ISP admits scanning own subscribers

If some pimply self-styled hacker scanned your PC with an NetBus or Back Orifice you'd be angry, right? But what say it was your ISP that did it? Singapore ISP SingNet has been caught out by a customer and admitted carrying out scans on the computer systems of 200,000 of its subscribers without their knowledge.

Singaporean ISP (Internet service provider) SingNet has admitted that it carried out scans over the past week on the computer systems of 200,000 of its subscribers without their knowledge.

The scanning, which was detected by a subscriber who had fitted her computer with antihacking software, was to prevent a recurrence of a case in March where hackers were able to obtain passwords from 17 subscribers by hacking into their systems, SingNet said. The scanning was carried out by IT experts from the Ministry of Home Affairs, which had helped crack the March hacking case.

The admission by SingNet drew some angry comment in online newsgroups about privacy violation, with contributors urging subscribers to switch to other ISPs.

In a statement released late Friday, Paul Chong, chief executive officer of Singapore Telecommunications' multimedia division, which runs SingNet, said there had been no invasion of customers' privacy and that the ISP only had customers' best interests at heart.

Chong said that SingNet regretted not informing customers before the exercise, but said the ISP did not want to alert hackers, or to unduly alarm its customers. The scanning program used was not a hacking tool and has no ability to enter any computer system, but is rather a defensive measure to look for security loopholes, Chong said.

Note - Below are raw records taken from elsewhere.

PR #5520, opened 2022-06-14
fix: Invalid_argument "index out of bounds"

nmote:
Fixes #5277

When scanning a repository with a large number of regex rules, Semgrep
creates numerous tmp files. For each one, we create a lookup table to go
from offset -> line/col, and cache it keyed on filename.

This cache does not get properly invalidated when Semgrep is done with
the tmp file, even though the tmp file does get removed. The next time a
tmp file is requested, there is a chance that the randomly-generated
filename will collide with a previous one. Semgrep will rely on the
cached lookup table for the previous file with that filename, and chaos
ensues. This appears to only be an issue in practice when a very large
number of regex matches are attempted while scanning a repo.

This commit applies a quick, but hacky fix. We simply reach into the
cache and remove the entry at the same time that we are done with the
tmp file. I'm not aware of the context around this area of the system so
I don't know how feasible it would be to remove the cache, avoid using
tmp files altogether, or pass the lookup table for a file around
explicitly. It would probably be good to do one of those things at some
point, but for now I think we should fix the issue quickly.

Test plan:

Automated tests

At the following commits:

semgrep: 3c78f29ef4aebd4983caf70abd87a400a7446e1d
terraform-provider-aws: 1f270b150c411268fdf456bd31e004a62a8808db

Run `while python -m semgrep -c .semgrep-service-name0.yml ; do echo; done` in the `terraform-provider-aws` repo.

Observe a crash in about 5 or fewer minutes.

Update semgrep to this commit, and run the command again for 1 hour.
Observe no crash.

PR checklist:

- [x] Documentation is up-to-date
- [x] Changelog is up-to-date
- [x] Change has no security implications (otherwise, ping security team)

PR #5530, opened 2022-06-14
refactor: Improve encapsulation of Xpattern_matcher cache

nmote:
As suggested in review of #5520.

Test plan: Follow test plan of #5520 but only run for 15 minutes.

PR checklist:

- [x] Changelog is up-to-date


nmote:
ocamlformat made some sweeping changes here, but `git show -w` confirms that the changes here are only what I intended.

aryx (approved):

aryx:
ocamlformat is great, but sometimes I'm a bit sad when I can't use git blame because it messes up badly the blame.
Fortunately I don't need that often git blame, so I'm ok with this cons of ocamlformat.

PR #5534, opened 2022-06-15
fix(python): Correct generic ast translation for context expressions (`with`)

### LINKED ISSUE #5513: Pattern match not applied inside Python "with" statement
**Describe the bug**
semgrep doesn't match inside a with statement

**To Reproduce**
https://semgrep.dev/s/J17o

**Expected behavior**
A pattern of "foo()" should match in a block of code like this:

```
with foo():
    pass
```

P2

**Environment**
official docker image / semgrep.dev

**Use case**
catching deprecated function used inside with statements

kopecs:
Closes #5513 / Fixes PA-1501. We previously translated the context expression for a with statement where the result was not bound as an empty list. This PR changes that to be a list containing the context expression itself.

Test plan: included

PR checklist:

- [x] Changelog is up-to-date


kopecs:
@aryx it looks like we used to have something similar (wasn't a list previously) before #4100. Would there be any specific reason this got changed there I should be aware of for this?

kopecs:
Looks like CI is failing due to a difference in matches on benchmarks. Seems like we're getting an extra true positive against zulip [here](https://github.com/zulip/zulip/blob/829f9272d2c4299a0c0a37a09802248d8136c0a8/zerver/management/commands/sync_ldap_user_data.py#L57), though it isn't clear to me why we would miss this previously as we should've been looking at the body of the `with` statement in any case (maybe improvements to const prop? --- not sure if that could affect this PR).

aryx:
good catch (and good blame). I probably did the mistake as it was part of some big refactoring.

aryx (approved):

aryx:
weird indeed we get an extra finding. There is a with transaction.atomic() above the finding, but it's hard to see
how it relates.
Anyway, lgtm.

PR #5540, opened 2022-06-15
fix: Match TyN pattern against TyExpr (N ...) source

nmote:
See the changed test for the goal. In JS, constructors can be arbitrary
expressions, so they are parsed into `TyExpr`. However, that leads to
missed matches.

The obvious solution is to desugar `TyExpr (N ...)` to `TyN` while
constructing the AST. I first tried to do this by modifiying
`AST_generic_helpers.expr_to_type` to do this desugaring, but I ran into
the regression test added in
https://github.com/returntocorp/semgrep/pull/4682.

It would be nice if there were a point where we could do this
desugaring, rather than having to handle it specifically in matching.
I'm not sure where it would make sense to do so, though.

Test plan: Automated tests

PR checklist:

- [x] Changelog is up-to-date


semgrep-core/src/matching/Generic_vs_generic.ml
```diff
@@ -1730,7 +1730,9 @@ and m_type_ a b =
   match (a.t, b.t) with
   (* this must be before the next case, to prefer to bind metavars to
    * MV.Id (or MV.N) when we can, instead of the more general MV.T below *)
-  | G.TyN a1, B.TyN b1 -> m_name a1 b1
+  | G.TyN a1, B.TyN b1
+  | G.TyN a1, B.TyExpr { e = N b1; _ } ->
```
mmcqd, line 1745: Could add a comment about why this is needed

mmcqd (approved):

nmote:
Oh, also I need to update the changelog

underyx:
@nmote security team is fixing the registry state which caused your test failure. Please don't apply the snapshot changes & feel free to merge with pytest failing.

nmote:
@underyx thanks, I was just looking into that. Wasn't going to apply without figuring out what was going on.

PR #5542, opened 2022-06-15
fix(join): Fix for taint rules in inline join rule

minusworld:
PR checklist:

- [x] Changelog is up-to-date


semgrep/semgrep/rule_schema.yaml
```diff
@@ -216,8 +229,6 @@ definitions:
             type: string
           regex:
             type: string
-          constant-propagation:
```
minusworld: This should not have been removed @minusworld

underyx (approved):

kurt-r2c (approved):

The scan checked computer systems' vulnerability to so-called Trojan horse attacks, SingNet said. Trojan horse attacks allow a hacker to capture passwords by identifying keystrokes, and enable the hacker to gain access to a person's PC and get content for illegal purposes.

The Singaporean ISP apparently used NetBus and Back Orifice scanning software, which was then detected by a law student who had Jammer antihacking software installed on her system, local press reported. Alarmed, the student contacted SingNet, who told her it was responsible for the intrusion, press reports added. Trojan horse Back Orifice was developed last year by hacker group Cult of the Dead Cow.

SingNet said it discovered that 900 computers were infected with Trojan horse viruses in one week's scanning and would inform their owners by e-mail. The ISP has stopped the scanning while it seeks subscribers' views on such preventive scanning measures, SingNet said. The ISP said it will call upon the independent National Internet Advisory Committee to certify that its scanning exercises are not intrusive.

The other two ISPs in Singapore, Cyberway Pte. Ltd. and Pacific Internet Pte. Ltd., responded by placing gaudy advertisements on their Web sites for virus detection software such as Jammer, Private Desktop, NukeNabber and Anti-Gen.